Эфраим сказал ему, что купил фургон у цыганки.

Глядя на перевернутый аквариум на столе, Шими фыркнул. С чего он взял, что это была цыганка? Она что, дала ему веточку волшебного вереска?

Я встретил ее на собрании «Анонимных алкоголиков».

Ты алкоголик?

Почему бы нет?

Ты заманил меня сюда, чтобы об этом сообщить?

Я тебя не заманивал.

Ты прислал открытку.

Я не думал, что ты приедешь. Но раз уж ты здесь, тебе нелишне узнать еще и о том, что я гомосексуалист.

Шими снова фыркнул. По-твоему, это весело?

Я нахожу в этом иронию.

Почему? Потому что гомосексуалистом должен был оказаться ты? Чтобы быть голубым, не обязательно быть маменькиным сынком, Шими.

Плеск волн.

Раскачивание пирса.

Ветер треплет брезент цыганского фургона.

Мне все равно, кто ты, Эф. Просто верни мне мое имя.

Для чего? В чем вред? Я направил на твое имя луч света. Считай это похвалой.

Так вот для чего ты меня позвал — показать, что еще ты у меня забрал? Разве тебе мало похищенного у меня раньше?

Ты о чем?

Сами знаешь. О фокусах. О моей веселости.

Твоя веселость?!

О войне. О нашем отце. О нашей матери. О воздухе, которым я дышу. Бог знает, о чем еще.

Эфраим качает головой. У тебя осталось еще что-нибудь, Шим?

Этот вопрос отдается эхом: У тебя осталось еще что-нибудь, Шим?

Запах мелких морских брызг.

Запах кошачьей мочи.

Запах разлагающейся матери.

27

На автоответчике его ждало единственное сообщение — с датой, местом, временем погребения.

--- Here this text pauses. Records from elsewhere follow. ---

PR #243, opened 2022-02-03
🌱 Configurable wait time on VirtualCluster Controller for control plane bring up

m-messiah:
Today the manager will timeout after 180seconds and stop trying to deploy the control plane. This causes problems if someone is trying to create a cluster when there is super cluster issues happening.
The  PR allows to configure timeout with `--provisioner-timeout` flag for manager.

### DIFF
--- a/virtualcluster/cmd/manager/main.go
+++ b/virtualcluster/cmd/manager/main.go
@@ -20,6 +20,7 @@ import (
 	"flag"
 	"fmt"
 	"os"
+	"time"
 
 	_ "k8s.io/client-go/plugin/pkg/client/auth/gcp"
 	"sigs.k8s.io/cluster-api-provider-nested/virtualcluster/pkg/apis"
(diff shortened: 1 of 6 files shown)


virtualcluster/cmd/manager/main.go
```diff
@@ -64,6 +65,7 @@ func main() {
 	flag.BoolVar(&versionOpt, "version", false, "Print the version information")
 	flag.BoolVar(&disableStacktrace, "disable-stacktrace", false, "If set, the automatic stacktrace is disabled")
 	flag.BoolVar(&enableWebhook, "enable-webhook", false, "If set, the virtualcluster webhook is enabled")
+	flag.Int64Var(&provisionerTimeout, "provisioner-timeout", 180, "The timeout for provision control-plane statefulsets")
```
atosatto, line 68: I would consider using `flag.DurationVar` and setting the default to `600 * time.Second` as the current configuration.

m-messiah: the current for Native is 180, the current for aliyun is 600.

I thought about duration, but we use kubeutil.WaitStatefulSetReady, which accepts int64 and there is no reason to do a double conversion (except for changing kubeutil.WaitStatefulSetReady signature, which is used in several places)

munnerz: I am +1 with using Duration personally - whilst the underlying machinery may use an int or whatever else, the flags can act as a translation layer/user interface. By using a duration, users can use more natural language like `5m` or `5m30s` etc to indicate the timeout. Just my 2c :)

m-messiah: Updated to Duration

munnerz (approved):
/lgtm

christopherhein (approved):
/approve
/lgtm

PR #245, opened 2022-02-08
🐛 Fix a corner case that cluster gets partially deleted and ends up w…

weiling61:
…ith a nil cluster pointer

In some rare cases, cluster map in syncer got corrupted and returns nil cluster, and syncer cannot recover from it and keep crashing. Do a nil pointer check

Fixes #


christopherhein (approved):
/lgtm
/approve

PR #248, opened 2022-02-10
🐛 When using ClusterIP based services we try to double create the service causing error messages

m-messiah:
This PR skips the creation of clusterIP apiserver service when it must be already created in the CreateVirtualCluster method.

There is also a formatting change which probably accidentally was introduced earlier


christopherhein (approved):
/lgtm
/approve

PR #1293, opened 2026-01-14
Add Garfield Kart - Furious Racing

robotzurg:


robotzurg:
> `[task 2026-01-14T18:57:29.689+00:00] Exception: Apworld must contain a directory named 'garfieldkart'. Found: ['garfkart']`
> 
> The toml file must have the same name as the apworld one (so `garfkart.toml`)

Fixed!

Eijebong:
/taskcluster r++

No rush on the test failure, it's not really relevant (well, it is but I don't care much, it won't break anything). Might want to look at the

PR #1294, opened 2026-01-14
Update GLYPHS to 1.1.1

BuffYoda21:


Eijebong:
That's what I call a regression

BuffYoda21:
turns out the issue came from if the user decided to enable traps but also not specify any traps 😅

PR #1297, opened 2026-01-14
Add Gunfire Reborn manual

Eijebong:


Eijebong:
/taskcluster r++

Dev said they'd fix the issue but they happen early enough to get caught by the YAML checker and in a very clear case that I'm not worried about it.

PR #1312, opened 2026-01-17
Add Isles of Sea and Sky

kingdragonite55:
Creator's Github versioning does not adhere to semver


gerbiljames (changes requested):
@kingdragonite55 Name has to match the apworld exactly, I missed this one too to be fair

PR #1313, opened 2026-01-17
Add Oblivion Remastered

JimmySplodge:


index/oblivion.toml
```diff
@@ -0,0 +1,6 @@
+name = "Oblivion Remastered"
+home = "https://discord.com/channels/1085716850370957462/1379282061071749221"
+tags = ["ad"]
+
+[versions]
+"0.4.6" = { url = "https://github.com/POD-io/Oblivion-ArchipelagoWorld/releases/tag/v0.4.6" }
```
Eijebong: This needs to point to the apworld download itself.
Also if the version is actually 0.4.6 you can use the default_url pattern to make future updates less painful

PR #1318, opened 2026-01-18
Update tboir

NaveTK:
Update to new maintained version, also isaac got its own channel as the future-game-design thread got close to 500 members


NaveTK:
> Also don't know if you need transparency on those images but you could cut the size of the apworld in half by converting those images to jpg

I need it on some but not all, can probably optimize apworld size a bit in the next version. But a bigger size is more or less inevitable with the map tracker bundled into the client.

PR #1319, opened 2026-01-18
Add Manual_Touhou Fumo Racing_AwesomeZuils

zuils:


zuils:
should fix that rare gen issue now

PR #1323, opened 2026-01-18

Foopyo:


Eijebong:
Dupe of #193  #1118 and we know that the failures blocking this from getting into the index are not fixed by the thing mentioned in the release notes

PR #473, opened 2025-05-08
Create turnipboy.toml

Fore772:
Added turnipboy.toml

PR #1325, opened 2026-01-18
Add Turnip Boy

gerbiljames:


Eijebong:
https://github.com/Eijebong/Archipelago-index/pull/473#issuecomment-2862594796

gerbiljames:
> [#473 (comment)](https://github.com/Eijebong/Archipelago-index/pull/473#issuecomment-2862594796)

Looks like its due to [this](https://github.com/ArchipelagoMW/Archipelago/issues/4224), all of the failures have a mix of minimal and full accessibility and changing them to match makes the failures go away

Gingerbit25:
I was looking at the Index and noticed that Turnipboy is disable due to a bug. But honestly, I don't know if it refers to an actual bug or the fact that the player gets BK for a long amount of hours before it can go for more checks in long syncs
From my experience, that's normal

PR #1334, opened 2026-01-19
Update ladx_beta.toml

palex00:


palex00:
> I mean... It was already disabled :p

Disregard, I am an idiot. Anyway, can you still fuzz / run assertions? </3 maybe I can get some of the issues knocked out

PR #8, opened 2018-04-20
Support GitHub token for pushing gh-pages

jirikuncar:
Provide an alternative authentication method for pushing to gh-pages.

### DIFF
--- a/chartpress.py
+++ b/chartpress.py
@@ -15,9 +15,24 @@ from ruamel.yaml import YAML
 
 __version__ = '0.2.0.dev'
 
+# name of the environment variable with GitHub token
+GITHUB_TOKEN_KEY = 'GITHUB_TOKEN'
+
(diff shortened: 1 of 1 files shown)


jirikuncar:
@Carreau thanks! I have fixed a typo in docs.

chartpress.py
```diff
@@ -15,11 +15,26 @@
 
 __version__ = '0.2.0.dev'
 
+# name of the environment variable with GitHub token
+GITHUB_TOKEN_KEY = 'GITHUB_TOKEN'
```
minrk: You've defined this variable, but haven't used it below. Since it's used only once, I think we can drop the variable.

jirikuncar: Thanks!

jirikuncar:
@minrk is there anything else I should fix?

minrk:
Thanks!

PR #14, opened 2018-05-31
Added option to change docker image prefix

leafty:
This change adds the option to overwrite the `imagePrefix` option from `chartpress.yaml`.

Кем бы ни был Эфраим все эти годы, завершалось все это кремацией в Северном Лондоне. Давненько Шими не присутствовал на похоронах. У Шими больше нет сил присутствовать на церемониалах смерти. Когда придет его время, он умрет — довольно и этого. Ему знаком крематорий — какое кладбище, какой крематорий в Лондоне ему незнакомы? — и он полагает, что там не важна религиозная принадлежность. Хоть это приносит облегчение. Их мать похоронили по религиозному обряду — невыносимо гнетущему и звучному. Умри иудеем — и пробудешь мертвым дольше самой вечности. Лучше шалить с Иисусом в ожидании встречи со своими любимыми в цветущем саду, думал он, — хотя этого он для Эфраима тоже не хотел бы.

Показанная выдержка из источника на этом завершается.